楽天㈱が運営する国内最大の宿舎予約サイト、「楽天トラベル」の都道府県別春旅行人気エリアランキングで、和歌山県が石川県に次いで2位となった。昨年9月から12月までの期間に県がJRグループとデスティネーションキャンペーンを展開したことのほか、高野山開創1200年大法会やアドベンチャーワールドでの双子のパンダ誕生が重なったことが人気アップの要因だという。
 市町村によっては「うちの地域には観光客を呼び込むだけの資源がない」と嘆く声もあるかもしれない。しかし、観光資源はアイデア1つで創出できる場合がある。紀の川市の貴志川線貴志駅で駅長を務めているネコの「たま」がその例だ。8年前、駅の売店、小山商店の飼っている三毛猫を正式に駅長に任命したことが人気となり、最近では国内外から観光客が訪れている。「たま駅長」の業務は客招きで、地域の観光振興にも一役買っているようだ。

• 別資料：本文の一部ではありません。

PR #63, opened 2019-05-30
Add context and HOC componentId/navigation

peter7z:
This PR wraps registered screens in a context provider with componentId as value.
Then it implements a HOC that consumes this Context and injects a navigation prop with componentId already placed as the first argument of some Navigation functions.

What do you think?

### DIFF
--- a/src/containers/LoginScreen/index.js
+++ b/src/containers/LoginScreen/index.js
@@ -1,8 +1,7 @@
 import React from 'react';
 import { Text, View, Button } from 'react-native';
 import { connect } from 'react-redux';
-import { Navigation } from 'react-native-navigation';
-import { func, string } from 'prop-types';
+import { func, object } from 'prop-types';
 
 import LoginForm from 'components/user/LoginForm';
 import { login } from 'actions/userActions';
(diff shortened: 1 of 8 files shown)


src/containers/LoginScreen/index.js
```diff
@@ -40,4 +40,4 @@ const mapDispatch = dispatch => ({
   login: user => dispatch(login(user))
 });
 
-export default connect(null, mapDispatch)(LoginScreen);
+export default connect(null, mapDispatch)(withNavigation(LoginScreen));
```
felipegarcia92: Wouldn't you think that we could place these `withNavigation` calls in `src/screens/index.js` instead of the container? 

Maybe it doesn't really make a difference, thought of that to not keep wrapping containers here, and thinking that most of registered screens there will need it, if not all.

peter7z: Will do.
Regarding your other question, i thought we could user this context for more that just navigation, that's why i called it screenContext.

agustito37:
Nice, I like this.

peter7z:
Shall we merge this?

felipegarcia92:
@peter7z have the honors

PR #65, opened 2019-06-04
Replace immutable with immer

peter7z:
For a description and discussion go to [this PR](https://github.com/rootstrap/react-redux-base/pull/118/files).

### DIFF
--- a/src/selectors/sessionSelector.js
+++ b/src/selectors/sessionSelector.js
@@ -1,6 +1,0 @@
-import { createSelector } from 'reselect';
-
-export const getUser = createSelector(
-  state => state.getIn(['session', 'user']),
-  user => user.toJS()
-);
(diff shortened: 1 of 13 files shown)


src/selectors/sessionSelector.js
```diff
@@ -1,6 +1,6 @@
 import { createSelector } from 'reselect';
 
 export const getUser = createSelector(
```
bernabe9: This selector is useless now :(

The goal of the selectors is to avoid recomputing data unless is necessary. In this case, we were avoiding to compute the function `.toJS()` that is expensive. But now, we are just accessing an object's property. It's more expensive the selector itself than the function to get the data.

peter7z: We could keep them around to calculate derived data, what do you think?
Or maybe it would be best to leave that to each project.

PR #67, opened 2019-06-07
Replace promises for async/await

mariosouto:


src/api/utils/getResponseBody.js
```diff
@@ -1,9 +1,4 @@
-export default (response) => {
-  const isBodyEmpty = response.status === 204;
-
-  if (isBodyEmpty) {
-    return Promise.resolve();
-  }
-
-  return response.json();
+export default async (response) => {
```
ConstanzaCurzio: This is async but has no await inside 🤔

src/api/utils/handleErrors.js
```diff
@@ -1,29 +1,26 @@
...
       });
+  } catch (e) {} // eslint-disable-line
 
-    response.json()
-      .then((json) => {
-        const error = json || { message: response.statusText };
-        reject(error);
-      }).catch(() => reject({ message: 'Response not JSON' }));
-  });
+  throw await response.json()
```
mcousillas6: instead of mixing await and .then syntax, why don't you go with something like a helper to parse the error
```javascript
const parseError = async (response) =>  {
try {
const json = await response.json();
return json || { message: response.statusText };
} catch (error) {
return { message: 'Response not JSON };
}
}
```
and then just call `throw new Error(await parseError(response));`

src/api/utils/handleErrors.js
```diff
@@ -1,29 +1,26 @@
...
 
-    sessionService.loadSession()
+  try {
+    await sessionService.loadSession()
       .then(() => {
         if (response.status === 401) {
           sessionService.deleteSession();
         }
       });
+  } catch (e) {} // eslint-disable-line
```
mcousillas6: maybe add some logging here? so we don't lose the error completely

src/api/utils/handleErrors.js
```diff
@@ -1,29 +1,26 @@
...
-      return;
-    }
+  if (response.ok) {
+    await saveSessionHeaders(response.headers);
+    return response;
+  }
 
-    sessionService.loadSession()
+  try {
+    await sessionService.loadSession()
```
mcousillas6: Why mix await and .then syntax and not just do: 
```javascript 
await sessionService.loadSession()
if (response.status === 401) {
    sessionService.deleteSession();
}
```

src/api/utils/handleErrors.js
bernabe9: @mariosouto can you do the same with the react base?

src/api/utils/getResponseBody.js
mariosouto: It does, but it's implicit in the `response.json()`. The thing is that `response.json()` returns a promise, so for consistency i choose to return an empty Promise in the other cases, like we did before the change.

What do you think? Also including @mcousillas6 @bernabe9 on this

agustito37: It's weird using `camelizeKeys` if the `response` could be `undefined`. I would rather `await` for the `response.json()` to finish in order to camelize its keys.
if (!isBodyEmpty) return response.json();
`if (!isBodyEmpty) return humps.camelizeKeys(await response.json());`

PR #69, opened 2019-06-10
Remove call to isEmpty that was left from migration to immer

santiestra:
#### Description

isEmpty is a function from immutable Map
Change it for js check for emptyness
Update README

### DIFF
--- a/src/App.js
+++ b/src/App.js
@@ -1,5 +1,6 @@
 import { Navigation } from 'react-native-navigation';
 import { sessionService } from 'redux-react-native-session';
+import isEmpty from 'lodash/isEmpty';
 
 import configureStore from './store/configureStore';
 import registerScreens from './screens';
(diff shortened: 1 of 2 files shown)


peter7z:
Good catch. Thank you!

santiestra:
> Good catch. Thank you!

@peter7z Thank you for removing immutable!

src/App.js
```diff
@@ -25,7 +25,7 @@ class App {
 
     const authenticationChanged = this.isAuthenticated !== isAuthenticated;
     const userLoggedOut = authenticationChanged && !isAuthenticated;
-    const userLoggedIn = authenticationChanged && !user.isEmpty();
+    const userLoggedIn = authenticationChanged && Object.keys(user).length > 0;
```
bernabe9: is it possible for `user` to be `undefined`? If yes, this will fail, otherwise looks good 👍

peter7z: I used this:
```
export const isEmpty = (obj) => {
  for(var key in obj) {
      if(obj.hasOwnProperty(key))
          return false;
  }
  return true;
};
```

santiestra: Thanks for the review :+1:!. 
It seems it's always defined, otherwise, `user.isEmpty()` would've also failed. 
I think that the initial state of the session reducer from the session library has an empty object for the user.

mato2593: Since we are using lodash, why not using lodash's `isEmpty`?

santiestra: I didn't know the project had lodash! Thanks!

PR #877, opened 2025-05-16
Adding cloudfront, elasticache and sqs to service list.

felipewnp:


felipewnp:
@chrnorm can we do something to pass these changes?

PR #908, opened 2025-11-30
fix: credential process ignores --mfa-token flag

### LINKED ISSUE #604: --mfa-token not registering from CLI, only from prompt
The `--mfa-token` switch does not seem to work when using a `source_profile`. But it does work by inputting it on the prompt.

Below I use the TOTP seed to generate an OTP. I call `assume` with the `--mfa-token` switch, but `assume` still prompts for an OTP. The `--mfa-token` does not seem to register the OTP parameter. But the OTP works by putting it in the prompt.

```
❯ export OTP=$(echo 0000O73YQPSHRX6DNWOCD6| totp-cli instant) && echo $OTP
743051
❯ assume lxk-sandbox --mfa-token 743051
? MFA Token 743051
[✔] [lxk-sandbox](us-east-1) session credentials will expire in 1 hour
```

My profiles look like
```
[profile lxk-iam]
region             = us-east-1
credential_process = granted credential-process --profile=lxk-iam

[profile lxk-sandbox]
role_arn       = arn:aws:iam::00000000000:role/@Global_Administrator
source_profile = lxk-iam
region         = us-east-1
mfa_serial     = arn:aws:iam::111111111111:mfa/mfa-cli
```

dafujii:
Fixed #604

The `--mfa-token` CLI flag was being ignored when using `credential_process` with `source_profile` configurations, causing users to be prompted interactively for MFA tokens even when provided via the command line.

Updated `CredentialProcessAssumer.AssumeTerminal()` to check if `configOpts.MFATokenCode` is provided before falling back to `MfaTokenProvider`.

### DIFF
--- a/pkg/cfaws/assumer_aws_credential_process.go
+++ b/pkg/cfaws/assumer_aws_credential_process.go
@@ -49,10 +49,22 @@ func (cpa *CredentialProcessAssumer) AssumeTerminal(ctx context.Context, c *Prof
 				}
 				if p.AWSConfig.MFASerial != "" {
 					aro.SerialNumber = &p.AWSConfig.MFASerial
-					aro.TokenProvider = MfaTokenProvider
+					if configOpts.MFATokenCode != "" {
+						aro.TokenProvider = func() (string, error) {
+							return configOpts.MFATokenCode, nil
+						}
+					} else {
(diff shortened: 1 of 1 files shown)


chrnorm (approved):
Thankyou!

Issue #617, opened 2024-03-05
Unclear warning with no way to quiet the error text.


zwing99:
when you do not have a suffix you get this warning and there seems to be no way to silence the warning without setting a suffix. Furthermore the docs and warning itself do not make clear the risk. Please allow me to silence the warning AND please make it clear what i should be afraid of.

```bash
$ assume coolcompany/Developer
[✔] [coolcompany/Developer](us-east-1) session credentials will expire in 8 hours
[!] No credential suffix found. This can cause issues with using exported credentials if conflicting profiles exist. Run `granted settings export-suffix set` to set one.
[✔] Exported credentials to ~/.aws/credentials file as coolcompany/Developer successfully
```

https://github.com/common-fate/granted/blob/3ae786ea106e6ec82bb978a3e6f7a0fc381928c2/pkg/assume/assume.go#L531

chrnorm:
Thanks for the report @zwing99. Could you please share the `[profile coolcompany/Developer]` block in your `~/.aws/config` (redacting any AWS account IDs etc)?

zwing99:
```
[profile granappdevelopment/Developer]
granted_sso_start_url      = https://coolcompany.awsapps.com/start
granted_sso_region         = us-east-1
granted_sso_account_id     = 3.141592653589793 🤪
granted_sso_role_name      = Developer
common_fate_generated_from = aws-sso
credential_process         = granted credential-process --profile coolcompany/Developer
```

calebhailey:
I'm also curious about this. I'm working with a team that (so far) doesn't use or need suffixes. I have run `granted settings export-suffix set`, leaving the suffix blank, and that also doesn't remove the warning. I have also set the `GRANTED_QUIET=true` environment variable and this also doesn't remove the warning. Any suggestions?

PR #915, opened 2026-01-15
Allow ExportCredentialSuffix to be nil

supergibbs:
Allow ExportCredentialSuffix to be nil and only warns if so. This allows users to set a blank suffix to quiet the warning.

Also updates the warning from:

`No credential suffix found. This can cause issues with using exported credentials if conflicting profiles exist. Run 'granted settings export-suffix set'`

to:

`No credential suffix found. This can cause issues with using exported credentials if conflicting profiles exist. Run 'granted settings export-suffix set' to set one. Set to empty string to supress this warning`

I am not a go developer but I was able to test new feature with `dassume` and tests still pass. :)

Addresses #617

### DIFF
--- a/pkg/assume/assume.go
+++ b/pkg/assume/assume.go
@@ -464,12 +464,13 @@ func AssumeCommand(c *cli.Context) error {
 				return err
 			}
 			var profileName string
-			if cfg.ExportCredentialSuffix != "" {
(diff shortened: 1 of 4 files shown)


chrnorm (approved):
lgtm thankyou!

PR #567, opened 2023-12-01
Update mock browser to simulate issue #208

nocnokneo:
### What changed?

Update mock test browser to demonstrate issue #208 

### Link to relevant docs PRs

Fixes issue #208

PR #916, opened 2026-01-22
fix: silence SSO browser stdout

### LINKED ISSUE #208: On Ubuntu linux in Bash, credentials are only set after running `assume` twice
When running `assume my-profile` I get a success message
```
[cf-dev](ap-southeast-2) session credentials will expire 2022-08-04 11:50:47 +0800 AWST
```

However running `env | grep AWS` shows that no credentials are exported into my shell env

Running assume again for the same profile, and repeating the env check shows that credentials are exported.
Then aws commands work as expected

benjamin-pilgrim:
## Summary
- discard browser stdout/stderr so SSO browser noise doesn't pollute credential_process JSON
- include the mock browser stdout change from #567

Fixes #208

### DIFF
--- a/cmd/testing/browser/main.go
+++ b/cmd/testing/browser/main.go
@@ -1,10 +1,13 @@
 package main
 
 import (
+	"fmt"
 	"os"
 )
 
 // This package is used to test browser features in tests
 func main() {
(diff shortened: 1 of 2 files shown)


chrnorm (approved):
LGTM, thankyou

Issue #583, opened 2023-12-28
assume profile name autocompletion not working on fish shell


epoch-chrono:
```bash
fish --version
fish, version 3.6.4

granted --version

  /$$$$$$                                 /$$                     /$$
 /$$__  $$                               | $$                    | $$
| $$  \__/  /$$$$$$  /$$$$$$  /$$$$$$$  /$$$$$$    /$$$$$$   /$$$$$$$
| $$ /$$$$ /$$__  $$|____  $$| $$__  $$|_  $$_/   /$$__  $$ /$$__  $$
| $$|_  $$| $$  \__/ /$$$$$$$| $$  \ $$  | $$    | $$$$$$$$| $$  | $$
| $$  \ $$| $$      /$$__  $$| $$  | $$  | $$ /$$| $$_____/| $$  | $$
|  $$$$$$/| $$     |  $$$$$$$| $$  | $$  |  $$$$/|  $$$$$$$|  $$$$$$$
 \______/ |__/      \_______/|__/  |__/   \___/   \_______/ \_______/

Version: 0.20.5

assume --version

  /$$$$$$
 /$$__  $$
| $$  \ $$  /$$$$$$$ /$$$$$$$ /$$   /$$ /$$$$$$/$$$$   /$$$$$$
| $$$$$$$$ /$$_____//$$_____/| $$  | $$| $$_  $$_  $$ /$$__  $$
| $$__  $$|  $$$$$$|  $$$$$$ | $$  | $$| $$ \ $$ \ $$| $$$$$$$$
| $$  | $$ \____  $$\____  $$| $$  | $$| $$ | $$ | $$| $$_____/
| $$  | $$ /$$$$$$$//$$$$$$$/|  $$$$$$/| $$ | $$ | $$|  $$$$$$$
|__/  |__/|_______/|_______/  \______/ |__/ |__/ |__/ \_______/

Version: 0.20.5
```

![assume](https://github.com/common-fate/granted/assets/108760692/3d085957-2cff-42fe-a62e-0719228ff56b)

mironx:
Hi, I have similar problem on zsh.
I had to back to version v0.20.2.
With this older version v0.20.2 - assume is working with zsh.
Thank you.

PR #919, opened 2026-02-02
feat: add dynamic profile listing to fish shell autocomplete

allixsenos:
## Summary
- Fish shell completions previously used urfave/cli's static `ToFishCompletion()`, which only generated completions for subcommands and flags — AWS profile names were never listed
- Replaced with dynamic fish completion templates that call `assumego --generate-bash-completion` at tab-completion time, matching the existing zsh behavior
- Separate completion files are now generated for both `assume` and `granted` commands

## Test plan
- [x] Run `granted completion --shell fish` and verify files are created in `~/.config/fish/completions/`
- [x] In fish shell, type `assume ` + tab and verify AWS profiles from `~/.aws/config` and `~/.aws/credentials` are listed
- [x] Verify `assume -` + tab still lists flags
- [x] Verify `granted ` + tab still lists subcommands

🤖 Generated with [Claude Code](https://claude.com/claude-code)

### DIFF
--- a/pkg/granted/completion.go
+++ b/pkg/granted/completion.go
@@ -12,7 +12,6 @@ import (
 
 	"github.com/common-fate/clio"
 	"github.com/fwdcloudsec/granted/internal/build"
-	"github.com/fwdcloudsec/granted/pkg/assume"
 	"github.com/fwdcloudsec/granted/pkg/config"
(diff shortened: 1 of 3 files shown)


allixsenos:
fixes #583

JoshuaWilkes (approved):

PR #942, opened 2026-05-18
feat(assume): add --export-as option

### LINKED ISSUE #821: --export with a new name
Hi folks 👋 

Is there a way to export credentials but giving it a new name in the process?

Something like:

```
assume <profilname> --export-as <new-profilename>
```

Currently I have a profile that I use to request a token, and then use the resulting token to assume the other profiles. Currently I use the export, and change the name on the credential manually. I might be misunstanding a concept here completely, but this gets me to where I need to go.

If it is not something you currently support, would you be open to have me take a stab at adding it to granted? If I'm doing something wrong here, could someone please help me understand how to use granted for my scenario? 😄 

kind regards

QuentinBtd:
## Description
This PR implements the feature requested in #821 by adding support for exporting credentials to `~/.aws/credentials` under a custom profile name.

### What changed
- Added a new `assume` flag: `--export-as`
  - Example: `assume <source-profile> --export-as <new-profile-name>`
 
- Updated export flow to:
  - Trigger credential export when `--export-as` is provided (even without `--export`)
  - Use the provided custom profile name as-is
 
- Extended credential export implementation with:
  - `ExportCredsToProfileWithOptions(profileName, creds, applySuffix bool)`
 
### Behavior details
- Existing behavior is unchanged for `--export`:
  - `ExportCredentialSuffix` is still applied when configured.
- New behavior for `--export-as`:
  - `ExportCredentialSuffix` is intentionally **not** applied.
  - The destination profile name is exactly the value passed to `--export-as`.

Closes #821.

### DIFF
--- a/pkg/cfaws/cred_exporter.go
+++ b/pkg/cfaws/cred_exporter.go
@@ -13,6 +13,11 @@ import (
 
 // ExportCredsToProfile will write assumed credentials to ~/.aws/credentials with a specified profile name header
 func ExportCredsToProfile(profileName string, creds aws.Credentials) error {
+	return ExportCredsToProfileWithOptions(profileName, creds, true)
+}
+
+// ExportCredsToProfileWithOptions will write assumed credentials to ~/.aws/credentials with additional export options
+func ExportCredsToProfileWithOptions(profileName string, creds aws.Credentials, applySuffix bool) error {
 	// fetch the parsed cred file
 	credPath := GetAWSCredentialsPath()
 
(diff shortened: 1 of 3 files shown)


QuentinBtd:
Hello @meyerjrr, what do you think about this feature?

pkg/cfaws/cred_exporter.go
```diff
@@ -13,6 +13,11 @@ import (
 
 // ExportCredsToProfile will write assumed credentials to ~/.aws/credentials with a specified profile name header
 func ExportCredsToProfile(profileName string, creds aws.Credentials) error {
+	return ExportCredsToProfileWithOptions(profileName, creds, true)
+}
+
+// ExportCredsToProfileWithOptions will write assumed credentials to ~/.aws/credentials with additional export options
+func ExportCredsToProfileWithOptions(profileName string, creds aws.Credentials, applySuffix bool) error {
```
meyerjrr: We don't need to make a new function here. Can you just add `applySuffix bool` to the original `ExportCredsToProfile` function?

meyerjrr (commented):
logic make sense to me, one small code quality nit to fix up then I can merge this

pkg/cfaws/cred_exporter.go
QuentinBtd: Thanks for the feedback! 

It's done 👍

meyerjrr (approved):

PR #947, opened 2026-06-04
feat: add Helium browser support

byrafael:
Adds support for **Helium**, a Chromium-based browser for macOS. It follows the same integration pattern as Brave, Edge, and Vivaldi.

Changes

- `pkg/browser/browsers.go`: add `HeliumKey` constant, `HeliumPathMac` detection path, and `HeliumPathDefaults()`
- `pkg/browser/detect.go`: add Helium to the manual selection list, `GetBrowserKey` name mapping, and `DetectInstallation` switch
- `pkg/assume/assume.go`: route `HeliumKey` through the `ChromeProfile` launcher
- `pkg/granted/console.go`: route `HeliumKey` through the `ChromeProfile` launcher
- `pkg/launcher/chrome_profile.go`: add `HeliumPathMac` local state path (`Library/Application Support/net.imput.helium/Local State`) for profile switching support

Notes

**Helium** is macOS-only (no Windows or Linux paths), consistent with how Arc is handled. The local state path was confirmed against an actual Helium installation.

Testing

Verified on macOS with Helium installed at `/Applications/Helium.app` — granted browser set auto-detects the installation and profile switching works correctly.


JoshuaWilkes:
You will need to update pkg/launcher/launcher.go
Add the helium key there
```
func ForBrowser(key, path, profile string) (Launcher, error) {
	switch key {
	case browser.ChromeKey, browser.BraveKey, browser.EdgeKey, browser.ChromiumKey, browser.VivaldiKey, browser.HeliumKey:
```

PR #949, opened 2026-06-10
fix: silent SSO browser stdout when using default browser

kien-truong:
The fix in #916 forgot to redirect Stdout for default browser


pkg/idclogin/browser.go
```diff
@@ -32,6 +32,8 @@ func openBrowser(url string, browserProfile string) error {
 		return openWithCustomPath(config.CustomSSOBrowserPath, url, browserProfile)
 	}
 
+  defaultbrowser.Stdout = os.Stderr
```
JoshuaWilkes:
```suggestion
	defaultbrowser.Stdout = os.Stderr
```

JoshuaWilkes (approved):

PR #952, opened 2026-07-02
Add Linux Kernel keyring support

jpts:
Add Linux kernel keyring support. It's supported in the upstream keyring library, so we only have to enable it.

Useful for linux systems that don't support Gnome/KDE Secret Service.


jpts:
@sbldevnet @meyerjrr Any chance of a review on this one? 🙏

PR #267, opened 2023-05-03
Upgrade minimal CMake version to 3.16

Luthaf:
This is the default for Ubuntu 20.04, and it is relatively easy to get a newer version if someone needs it on a different system.

----
:books: Documentation preview :books:: https://equistore--267.org.readthedocs.build/en/267/

### DIFF
--- a/equistore-core/CMakeLists.txt
+++ b/equistore-core/CMakeLists.txt
@@ -3,7 +3,7 @@
 # This API is implemented in Rust, in the equistore-core crate, but Rust users
 # of the API should use the equistore crate instead, wrapping equistore-core in
 # an easier to use, idiomatic Rust API.
-cmake_minimum_required(VERSION 3.10)
+cmake_minimum_required(VERSION 3.16)
 
 # Is equistore the main project configured by the user? Or is this being used
 # as a submodule/subdirectory?
@@ -24,9 +24,6 @@ if (POLICY CMP0077)
     # use variables to set OPTIONS
     cmake_policy(SET CMP0077 NEW)
 endif()
-
-set(CMAKE_CXX_STANDARD 11)
-set(CMAKE_CXX_STANDARD_REQUIRED ON)
 
 file(STRINGS "Cargo.toml" CARGO_TOML_CONTENT)
 foreach(line ${CARGO_TOML_CONTENT})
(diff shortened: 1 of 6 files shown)


equistore-core/CMakeLists.txt
```diff
@@ -209,27 +206,18 @@ set_target_properties(equistore::shared PROPERTIES
...
-if (${CMAKE_VERSION} VERSION_GREATER_EQUAL 3.11)
-    if (BUILD_SHARED_LIBS)
-        add_library(equistore ALIAS equistore::shared)
-    else()
-        add_library(equistore ALIAS equistore::static)
-    endif()
+if (BUILD_SHARED_LIBS)
+    add_library(equistore ALIAS equistore::shared)
 else()
-    # CMake 3.10 (default on Ubuntu 20.04) does not support ALIAS for IMPORTED
```
agoscinski, line 225: Was that comment wrong? Was this referring to Ubuntu 18.04?

equistore-core/tests/cpp/CMakeLists.txt
```diff
@@ -63,6 +59,7 @@ foreach(_file_ ${ALL_TESTS})
         # cmake does not find the library on the filesystem and does not add the
         # RPATH to executables linking to it
         BUILD_RPATH ${EQUISTORE_DIR}
+        NO_SYSTEM_FROM_IMPORTED ON
```
agoscinski, line 62: For what is this needed? I found a description, but I don't understand when this is useful.

> If, for some reason, a consumer should not treat header search paths from imported targets as system search paths, one can set the consumer’s NO_SYSTEM_FROM_IMPORTED target property to true.

equistore-core/tests/cpp/external/CMakeLists.txt
```diff
@@ -1,33 +1,3 @@
-function(unpack_library _name_)
```
agoscinski, line 1: Is the removal related to the cmake update? I just could not function used in the repo

equistore-core/tests/cpp/CMakeLists.txt
Luthaf: So we get warnings from these headers when compiling the tests

equistore-core/CMakeLists.txt
Luthaf: yes, this should have been ubuntu 18.04

equistore-core/tests/cpp/external/CMakeLists.txt
Luthaf: yes, the function was never used ^_^ I copy-pasted it from another project thinking I'll need it, but ended up doing things differently

agoscinski (approved):
Looks good

PR #268, opened 2023-05-04
Cancel running CI when a new commit is pushed to the branch

Luthaf:
Taken from https://stackoverflow.com/a/70972844


Luthaf:
@PicoCentauri should we do this on all lab-cosmo repos?

PicoCentauri:
Yes sounds like a very useful addition.

PicoCentauri (approved):

PR #269, opened 2023-05-08
Fix all function for torch array when axis is None

agoscinski:
dim=None results in an error, because torch uses a different function when dim is not given.

I would like to add a test, but it seems like one has to to adapt the tests that they also run for torch arrays and that is a bit too much for me now.

----
:books: Documentation preview :books:: https://equistore--269.org.readthedocs.build/en/269/

### DIFF
--- a/python/equistore-operations/equistore/operations/_dispatch.py
+++ b/python/equistore-operations/equistore/operations/_dispatch.py
@@ -32,7 +32,12 @@ def all(a, axis=None):
     if isinstance(a, np.ndarray):
         return np.all(a=a, axis=axis)
     elif isinstance(a, TorchTensor):
-        return torch.all(input=a, dim=axis)
+        # torch.all has two implementation, and picks one depending if more than one
+        # parameter is given. The second one does not supports setting dim to `None`
+        if axis is None:
+            return torch.all(input=a)
+        else:
+            return torch.all(input=a, dim=axis)
     else:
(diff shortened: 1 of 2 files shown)


agoscinski:
Okay added now a new test file that will use the torch version if torch is available. I am not sure if we have at the moment a github action running with torch, but at least this way, we have the fix covered in the future when we add such a github action.

python/equistore-operations/tests/all.py
```diff
@@ -0,0 +1,29 @@
+import numpy as np
```
Luthaf, line 1: I would put this in `tests/dispatch.py` instead of `all.py`

python/equistore-operations/equistore/operations/_dispatch.py
```diff
@@ -32,7 +32,10 @@ def all(a, axis=None):
     if isinstance(a, np.ndarray):
         return np.all(a=a, axis=axis)
     elif isinstance(a, TorchTensor):
-        return torch.all(input=a, dim=axis)
+        if axis is None:
```
Luthaf, line 35:
```suggestion
        # torch.all has two implementation, and picks one depending if more than one parameter 
        # is given. The second one does not supports setting dim to `None`
        if axis is None:
```

Luthaf:
Yes, we run the operations tests with torch installed!

DavideTisi (commented):
once the comments from @Luthaf are solved for  me it is fine

PR #270, opened 2023-05-09
Create shared and static libequistore directly

Luthaf:
Previously we would create these as libequistore_core.so, and rename the file to libequistore.so. This is much harder to do on Windows, where the `.dll.lib` file contains an hardcoded `equistore_core.dll`, and modifying the `.dll.lib` file is non-trivial (it typically requires an additional python script to do this).

Since we actually don't need to build the [rlib](https://doc.rust-lang.org/reference/linkage.html) for equistore-core, we can set lib.name to `equistore` and everything works just fine!

----
:books: Documentation preview :books:: https://equistore--270.org.readthedocs.build/en/270/


Luthaf:
Another proof that this works is that we can link and load to equistore.dll (through equistore_torch.dll) in https://github.com/lab-cosmo/equistore/pull/233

 ことしもゴールデンウイークが始まり、観光地がにぎわいを見せている。日高地方でも3日にみなべ町の鹿島で明神祭が催されるほか、日高川町ではフジまつりなどが行われている。煙樹ケ浜(美浜町)や日高川などでは大勢のキャンプ客の姿がみられる。予定がまだの読者はぜひ訪れてもらいたい。
 「風薫る5月」といわれ、行楽のシーズン。子どもを持つ家庭だと、「せっかくの長期休暇、どこかに出かけよう」という雰囲気がある。工夫次第では大勢の観光客を呼び込める絶好の機会といえる。日高地方でもいろんな観光資源を活用し、いま以上にゴールデンウイークの誘客活動に取り組んでみてはどうだろう。地域の活性化につながるのではなかろうか。    (雄)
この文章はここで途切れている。